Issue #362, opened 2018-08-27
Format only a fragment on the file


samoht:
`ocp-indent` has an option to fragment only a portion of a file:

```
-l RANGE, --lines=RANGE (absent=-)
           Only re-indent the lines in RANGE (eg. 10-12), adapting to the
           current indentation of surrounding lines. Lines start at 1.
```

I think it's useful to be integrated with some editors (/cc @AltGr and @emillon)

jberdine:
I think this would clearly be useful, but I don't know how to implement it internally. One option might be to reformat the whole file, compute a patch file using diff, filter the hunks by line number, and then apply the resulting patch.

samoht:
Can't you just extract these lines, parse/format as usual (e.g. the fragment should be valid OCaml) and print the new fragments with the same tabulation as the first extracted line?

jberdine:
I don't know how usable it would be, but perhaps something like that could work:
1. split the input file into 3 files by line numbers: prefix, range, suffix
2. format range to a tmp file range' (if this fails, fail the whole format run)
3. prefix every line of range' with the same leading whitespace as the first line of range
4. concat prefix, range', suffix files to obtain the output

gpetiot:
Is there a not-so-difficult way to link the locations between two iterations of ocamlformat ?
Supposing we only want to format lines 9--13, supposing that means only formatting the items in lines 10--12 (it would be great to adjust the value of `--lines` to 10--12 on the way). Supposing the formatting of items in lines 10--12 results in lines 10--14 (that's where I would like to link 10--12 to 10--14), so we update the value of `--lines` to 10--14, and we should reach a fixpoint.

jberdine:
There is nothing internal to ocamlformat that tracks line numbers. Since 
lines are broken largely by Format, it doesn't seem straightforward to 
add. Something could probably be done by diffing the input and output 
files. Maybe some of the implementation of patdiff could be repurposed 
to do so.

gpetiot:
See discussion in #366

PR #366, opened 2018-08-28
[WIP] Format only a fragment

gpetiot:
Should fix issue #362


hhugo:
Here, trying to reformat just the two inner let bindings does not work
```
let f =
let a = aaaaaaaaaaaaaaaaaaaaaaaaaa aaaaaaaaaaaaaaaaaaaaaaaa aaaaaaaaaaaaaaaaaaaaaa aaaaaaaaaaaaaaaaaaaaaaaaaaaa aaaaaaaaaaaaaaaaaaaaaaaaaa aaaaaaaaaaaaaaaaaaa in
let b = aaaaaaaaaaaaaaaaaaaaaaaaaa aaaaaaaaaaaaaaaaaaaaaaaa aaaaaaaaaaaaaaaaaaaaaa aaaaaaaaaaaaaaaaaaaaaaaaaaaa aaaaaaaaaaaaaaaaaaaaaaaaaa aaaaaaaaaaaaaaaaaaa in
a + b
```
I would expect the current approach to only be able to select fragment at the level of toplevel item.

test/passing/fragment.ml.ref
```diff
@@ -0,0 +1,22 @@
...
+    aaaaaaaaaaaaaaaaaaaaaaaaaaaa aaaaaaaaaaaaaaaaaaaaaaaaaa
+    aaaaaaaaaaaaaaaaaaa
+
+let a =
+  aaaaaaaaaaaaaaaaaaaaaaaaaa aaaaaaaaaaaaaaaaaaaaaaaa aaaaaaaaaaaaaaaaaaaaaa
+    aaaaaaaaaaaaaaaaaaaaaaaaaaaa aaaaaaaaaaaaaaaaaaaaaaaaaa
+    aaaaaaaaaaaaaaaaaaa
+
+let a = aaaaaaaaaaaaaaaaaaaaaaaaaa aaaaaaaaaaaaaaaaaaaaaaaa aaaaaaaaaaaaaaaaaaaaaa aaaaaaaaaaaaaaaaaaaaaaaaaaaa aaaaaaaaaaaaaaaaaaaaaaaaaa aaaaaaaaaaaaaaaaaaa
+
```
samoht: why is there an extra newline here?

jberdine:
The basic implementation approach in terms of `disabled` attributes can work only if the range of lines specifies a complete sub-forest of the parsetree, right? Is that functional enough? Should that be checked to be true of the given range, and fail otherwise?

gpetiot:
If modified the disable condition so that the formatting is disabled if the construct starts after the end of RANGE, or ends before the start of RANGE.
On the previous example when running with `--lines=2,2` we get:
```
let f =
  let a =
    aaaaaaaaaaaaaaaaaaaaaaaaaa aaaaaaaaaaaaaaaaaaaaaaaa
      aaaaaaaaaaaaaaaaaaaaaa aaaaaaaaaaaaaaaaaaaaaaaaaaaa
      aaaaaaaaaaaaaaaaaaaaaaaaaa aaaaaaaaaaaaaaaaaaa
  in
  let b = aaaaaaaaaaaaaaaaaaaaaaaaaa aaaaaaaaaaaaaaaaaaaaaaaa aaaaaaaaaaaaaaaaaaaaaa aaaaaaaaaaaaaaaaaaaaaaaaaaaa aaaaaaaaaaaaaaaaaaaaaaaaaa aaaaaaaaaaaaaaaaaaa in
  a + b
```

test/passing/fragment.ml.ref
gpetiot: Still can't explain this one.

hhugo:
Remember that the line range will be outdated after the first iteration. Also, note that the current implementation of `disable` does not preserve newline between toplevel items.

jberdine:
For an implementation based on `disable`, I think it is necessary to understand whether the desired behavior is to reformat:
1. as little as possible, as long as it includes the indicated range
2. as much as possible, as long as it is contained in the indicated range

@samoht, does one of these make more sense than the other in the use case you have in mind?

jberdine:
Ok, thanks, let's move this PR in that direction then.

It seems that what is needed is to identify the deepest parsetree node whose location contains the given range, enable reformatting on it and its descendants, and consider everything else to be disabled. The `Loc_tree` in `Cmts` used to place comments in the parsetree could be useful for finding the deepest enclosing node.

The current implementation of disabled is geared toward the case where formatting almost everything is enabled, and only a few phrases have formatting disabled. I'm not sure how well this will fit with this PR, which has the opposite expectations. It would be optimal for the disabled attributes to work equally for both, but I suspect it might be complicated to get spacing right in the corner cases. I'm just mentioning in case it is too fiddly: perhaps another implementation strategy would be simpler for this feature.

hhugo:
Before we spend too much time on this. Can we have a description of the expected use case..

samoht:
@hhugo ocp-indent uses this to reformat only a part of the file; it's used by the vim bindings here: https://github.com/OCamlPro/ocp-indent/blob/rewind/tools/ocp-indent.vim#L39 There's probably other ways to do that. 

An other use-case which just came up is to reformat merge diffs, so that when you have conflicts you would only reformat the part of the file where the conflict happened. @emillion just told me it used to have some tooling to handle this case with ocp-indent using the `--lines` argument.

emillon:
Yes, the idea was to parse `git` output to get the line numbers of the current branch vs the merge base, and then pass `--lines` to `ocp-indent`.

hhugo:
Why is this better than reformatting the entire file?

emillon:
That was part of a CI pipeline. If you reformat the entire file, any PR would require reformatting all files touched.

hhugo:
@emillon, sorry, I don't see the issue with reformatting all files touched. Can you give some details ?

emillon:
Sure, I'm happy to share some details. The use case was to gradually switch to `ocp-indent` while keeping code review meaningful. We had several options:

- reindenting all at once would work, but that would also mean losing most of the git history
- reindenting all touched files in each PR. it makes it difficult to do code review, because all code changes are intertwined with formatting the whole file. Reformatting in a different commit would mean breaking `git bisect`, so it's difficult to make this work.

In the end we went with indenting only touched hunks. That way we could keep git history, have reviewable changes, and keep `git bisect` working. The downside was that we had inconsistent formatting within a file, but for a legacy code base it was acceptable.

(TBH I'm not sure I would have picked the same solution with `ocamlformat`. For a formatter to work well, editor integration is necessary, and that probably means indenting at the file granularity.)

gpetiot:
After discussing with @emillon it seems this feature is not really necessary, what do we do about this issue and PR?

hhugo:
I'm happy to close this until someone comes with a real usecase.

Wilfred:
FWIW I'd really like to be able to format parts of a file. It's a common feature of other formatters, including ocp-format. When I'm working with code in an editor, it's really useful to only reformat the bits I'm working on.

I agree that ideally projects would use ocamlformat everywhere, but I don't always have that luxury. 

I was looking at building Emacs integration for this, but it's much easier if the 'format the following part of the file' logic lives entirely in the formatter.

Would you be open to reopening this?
--
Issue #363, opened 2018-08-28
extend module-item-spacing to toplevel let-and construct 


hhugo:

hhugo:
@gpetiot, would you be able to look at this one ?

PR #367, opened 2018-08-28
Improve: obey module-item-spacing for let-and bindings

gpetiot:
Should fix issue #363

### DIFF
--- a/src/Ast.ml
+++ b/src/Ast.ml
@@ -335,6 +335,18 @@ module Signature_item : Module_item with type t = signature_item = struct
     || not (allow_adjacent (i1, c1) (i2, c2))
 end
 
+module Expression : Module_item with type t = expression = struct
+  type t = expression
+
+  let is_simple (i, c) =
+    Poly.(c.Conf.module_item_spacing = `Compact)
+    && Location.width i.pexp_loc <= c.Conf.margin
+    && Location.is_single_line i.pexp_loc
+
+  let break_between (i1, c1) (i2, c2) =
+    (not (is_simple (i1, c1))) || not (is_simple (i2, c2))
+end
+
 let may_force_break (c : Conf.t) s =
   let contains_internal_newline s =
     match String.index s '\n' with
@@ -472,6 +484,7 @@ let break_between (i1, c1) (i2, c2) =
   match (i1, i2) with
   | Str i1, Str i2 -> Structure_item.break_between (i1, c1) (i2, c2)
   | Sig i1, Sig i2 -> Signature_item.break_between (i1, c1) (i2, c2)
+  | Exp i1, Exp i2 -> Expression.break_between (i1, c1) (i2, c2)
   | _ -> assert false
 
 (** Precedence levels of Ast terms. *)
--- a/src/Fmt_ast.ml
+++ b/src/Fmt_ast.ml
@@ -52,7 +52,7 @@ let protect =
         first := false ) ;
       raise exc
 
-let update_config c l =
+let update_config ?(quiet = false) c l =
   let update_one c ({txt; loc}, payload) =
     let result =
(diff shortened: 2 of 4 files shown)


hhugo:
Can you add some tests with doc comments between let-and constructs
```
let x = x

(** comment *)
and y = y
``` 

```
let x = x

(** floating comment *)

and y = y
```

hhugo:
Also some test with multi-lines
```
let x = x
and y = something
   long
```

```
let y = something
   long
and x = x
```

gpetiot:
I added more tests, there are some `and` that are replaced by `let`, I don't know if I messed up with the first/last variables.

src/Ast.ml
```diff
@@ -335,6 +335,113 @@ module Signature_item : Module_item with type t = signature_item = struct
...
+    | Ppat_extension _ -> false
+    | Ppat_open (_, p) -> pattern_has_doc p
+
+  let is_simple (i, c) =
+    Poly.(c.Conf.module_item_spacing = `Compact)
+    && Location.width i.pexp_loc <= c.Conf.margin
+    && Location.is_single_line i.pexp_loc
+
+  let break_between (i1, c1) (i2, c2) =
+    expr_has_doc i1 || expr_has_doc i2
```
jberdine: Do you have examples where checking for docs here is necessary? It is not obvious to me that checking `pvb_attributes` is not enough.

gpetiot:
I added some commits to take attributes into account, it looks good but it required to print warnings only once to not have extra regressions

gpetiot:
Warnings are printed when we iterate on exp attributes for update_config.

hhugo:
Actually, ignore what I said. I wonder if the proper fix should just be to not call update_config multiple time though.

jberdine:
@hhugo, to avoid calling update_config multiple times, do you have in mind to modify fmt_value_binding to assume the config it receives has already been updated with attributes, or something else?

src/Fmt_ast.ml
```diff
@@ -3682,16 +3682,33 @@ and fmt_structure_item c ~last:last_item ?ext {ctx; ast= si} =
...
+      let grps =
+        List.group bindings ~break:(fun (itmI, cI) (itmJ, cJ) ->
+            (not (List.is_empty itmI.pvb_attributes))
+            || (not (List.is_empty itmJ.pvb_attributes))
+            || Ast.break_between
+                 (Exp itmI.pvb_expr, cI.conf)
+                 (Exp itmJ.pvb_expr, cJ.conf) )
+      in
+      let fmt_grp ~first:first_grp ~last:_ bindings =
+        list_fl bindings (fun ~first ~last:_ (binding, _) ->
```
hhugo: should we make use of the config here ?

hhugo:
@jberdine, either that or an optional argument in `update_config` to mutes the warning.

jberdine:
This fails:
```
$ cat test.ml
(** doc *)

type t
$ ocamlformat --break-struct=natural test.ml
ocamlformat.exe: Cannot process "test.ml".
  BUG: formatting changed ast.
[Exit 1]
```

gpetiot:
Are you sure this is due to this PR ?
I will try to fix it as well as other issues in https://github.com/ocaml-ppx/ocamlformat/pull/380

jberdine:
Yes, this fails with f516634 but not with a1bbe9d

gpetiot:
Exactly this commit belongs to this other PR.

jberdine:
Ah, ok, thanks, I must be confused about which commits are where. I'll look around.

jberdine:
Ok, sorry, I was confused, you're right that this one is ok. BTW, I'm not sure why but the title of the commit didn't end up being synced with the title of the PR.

> [Exercise instructions]:
Using the entries above, extract exactly the span from the line with "Yes, the idea" to the line with "Sure, I'm happy", both lines included; leave out everything else.

> [Exercise result]:
Yes, the idea was to parse `git` output to get the line numbers of the current branch vs the merge base, and then pass `--lines` to `ocp-indent`.

hhugo:
Why is this better than reformatting the entire file?

emillon:
That was part of a CI pipeline. If you reformat the entire file, any PR would require reformatting all files touched.

hhugo:
@emillon, sorry, I don't see the issue with reformatting all files touched. Can you give some details ?

emillon:
Sure, I'm happy to share some details. The use case was to gradually switch to `ocp-indent` while keeping code review meaningful. We had several options:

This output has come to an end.